江寧一見來人,臉上露出笑意:“你怎么來了,不是說酒樓年關忙么?”
“今兒正好有空,就來接你下工。”男人嗓門洪亮,目光一轉就落到了江臻身上,先是微微一怔,隨即夸張道,“喲,這不是四妹嘛,四妹如今這氣派,可真是不一樣了,我差點沒認出來!”

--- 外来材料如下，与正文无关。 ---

PR #12573, opened 2021-11-03
metametrics - ensure segment submission failures do not bubble up

kumavis:
Prevents segment submission errors from bubbling up and affecting flows that contain metric events

Does this by separating the metametrics trackEvent call into

`trackEvent`:
  - queue for submission
  - **dont wait** for completion
  - **log, dont throw** errors

`submitEvent`:
  - queue for submission
  - wait for completion
  - error on failure

### DIFF
--- a/app/scripts/controllers/metametrics.js
+++ b/app/scripts/controllers/metametrics.js
@@ -288,6 +288,8 @@ export default class MetaMetricsController {
    * @param {MetaMetricsEventOptions} [options] - options for handling/routing the event
    */
   trackEvent(payload, options) {
+    // validation is not caught and handled
+    this.validatePayload(payload);
     try {
       this.submitEvent(payload, options).catch((err) => {
         console.error(err);
@@ -307,20 +309,7 @@ export default class MetaMetricsController {
    * @returns {Promise<void>}
    */
   async submitEvent(payload, options) {
-    // event and category are required fields for all payloads
-    if (!payload.event || !payload.category) {
-      throw new Error(
-        `Must specify event and category. Event was: ${
-          payload.event
-        }. Category was: ${payload.category}. Payload keys were: ${Object.keys(
-          payload,
-        )}. ${
-          typeof payload.properties === 'object'
-            ? `Payload property keys were: ${Object.keys(payload.properties)}`
-            : ''
-        }`,
-      );
-    }
+    this.validatePayload(payload);
 
     if (!this.state.participateInMetaMetrics && !options?.isOptIn) {
       return;
@@ -359,5 +348,26 @@ export default class MetaMetricsController {
     events.push(this._track(this._buildEventPayload(payload), options));
 
     await Promise.all(events);
+  }
+
+  /**
+   * validates a metametrics event
+   * @param {MetaMetricsEventPayload} payload - details of the event
+   */
+  validatePayload(payload) {
+    // event and category are required fields for all payloads
+    if (!payload.event || !payload.category) {
+      throw new Error(
+        `Must specify event and category. Event was: ${
+          payload.event
+        }. Category was: ${payload.category}. Payload keys were: ${Object.keys(
+          payload,
+        )}. ${
+          typeof payload.properties === 'object'
+            ? `Payload property keys were: ${Object.keys(payload.properties)}`
+            : ''
+        }`,
+      );
+    }
   }
 }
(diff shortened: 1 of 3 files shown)


danjm (dismissed):
LGTM

Gudahtt (changes requested):
This would also swallow validation errors we're throwing, like missing `event` and `category` fields. Those should still bubble up to the callsite.

Ideally we'd check for 4xx errors from Segment and report those to Sentry, as they would indicate our request is invalid.

app/scripts/controllers/metametrics.js
```diff
@@ -283,15 +283,30 @@ export default class MetaMetricsController {
   }
 
   /**
-   * track a metametrics event, performing necessary payload manipulation and
+   * submits a metametrics event, not waiting for it to complete or allowing its error to bubble up
```
Gudahtt, line 286: Why is it desirable to not wait for it to complete? We can catch errors and prevent them from bubbling up without making that change.

kumavis: i think that metric event delivery should have no impact on the submitter, it should simply be something queued for delivery

kumavis:
> This would also swallow validation errors we're throwing, like missing event and category fields. Those should still bubble up to the callsite.

I would consider allowing validation errors to bubble up.

> Ideally we'd check for 4xx errors from Segment and report those to Sentry, as they would indicate our request is invalid.

they would be reported as bread crumbs, but we could also report them properly to sentry as full blown errors.

however, I am currently trying to filter them out as the correspond to a significant portion of events and dont seem to be particularly actionable
image

Gudahtt:
Malformed requests are definitely actionable, and a 4xx status typically represents a malformed request.

Timeouts and blocked requests wouldn't have a 4xx status - those should be fine to log without reporting. If Segment uses the 429 status, we can log and suppress those as well (it would probably represent a per-IP rate limit. We'd find out through the dashboard if we hit a project rate limit surely). But the other 4xx-status network failures could indicate we have a bug.

We can't rely on breadcrumbs for reporting because they get attached to Sentry errors. If there is no Sentry error in the vicinity of the failed request, the breadcrumb won't get sent. It's also not easily searchable on their dashboard (as far as I know anyway).

app/scripts/controllers/metametrics.js
Gudahtt: That probably makes sense in most cases, but the ability to wait until a metric event has been sent before continuing can be useful for events that are a part of a funnel. That's the only way to guarantee they're sent in the correct order. 

The Mixpanel funnels rely upon set event orderings to detect which events correspond to which funnel. It allows funnels to have events that are recieved in different orders in some cases, but the first and last event in the defined funnel would have to come first and last respectively, to ensure that those funnel events don't get mixed up with another funnel instance (e.g. in the case where the user goes through another identical flow, which isn't uncommon for sending, swaps, confirmations, etc.).

We do already call `trackEvent` without `await`-ing it in a few places where we know there's no reason to wait, and we can probably start doing that more often. But to make this function non-blocking would prevent us from waiting in the cases where it matters.

kumavis:
@gudahtt for some reason the http response code is "0" in the breadcrumbs
idk if that means the request was blocked and never got a response or the use of axios is obscuring the code from sentry or what

Gudahtt:
I'm not sure how to account for that. I haven't seen any such examples myself, though I have seen some with no status (presumably because the request was still pending or didn't get a response).

app/scripts/controllers/metametrics.js
kumavis: i dont think you're ever supposed to have unhandled promises, so "simply not awaiting it" seems like a bad pattern

kumavis: added validation to `trackEvent`

app/scripts/controllers/metametrics.js
```diff
@@ -258,54 +268,65 @@ export default class MetaMetricsController {
...
+  trackEvent(payload, options) {
+    // validation is not caught and handled
+    this.validatePayload(payload);
+    try {
+      this.submitEvent(payload, options).catch((err) =>
+        this._captureException(err),
+      );
+    } catch (err) {
+      console.error(err);
     }
```
Gudahtt, line 316: Nit: I don't think this `try...catch` block is needed. Since `submitEvent` is `async`, any thrown error will be a Promise rejection. So this catch block won't be hit

```suggestion
    this.submitEvent(payload, options).catch((err) =>
      this._captureException(err),
    );
```

Gudahtt (dismissed):
LGTM! Left one suggested minor improvement.

Gudahtt (approved):

danjm (approved):
bravo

江臻憑著記憶和這副做派,立刻認出來,這正是三姐夫曾東,她穿來兩個多月,頭一回碰面。
大姐夫和二姐夫都是老實人,只有這個三姐夫話多點,憑本事在京城醉仙樓謀了個幫廚的差事,若沒有俞昭,他就是江家最有出息的女婿。
她頷首示意:“三姐夫,好久不見。”
“可不是好久不見了嘛!”曾東清了清嗓子,“四妹你這工坊干得不錯,但,你三姐夫我,今兒也有樁喜事,從今兒起,我,就是醉仙樓的頭灶之一了,專司燉煮煲湯,以后啊,你三姐夫我在這京城餐飲行當里,也算是有名號的人物了!”
江寧跟著大喜:“孩子爹,你這工錢也漲了不少吧。”
夫妻二人,一個吹,一個捧,異常和諧。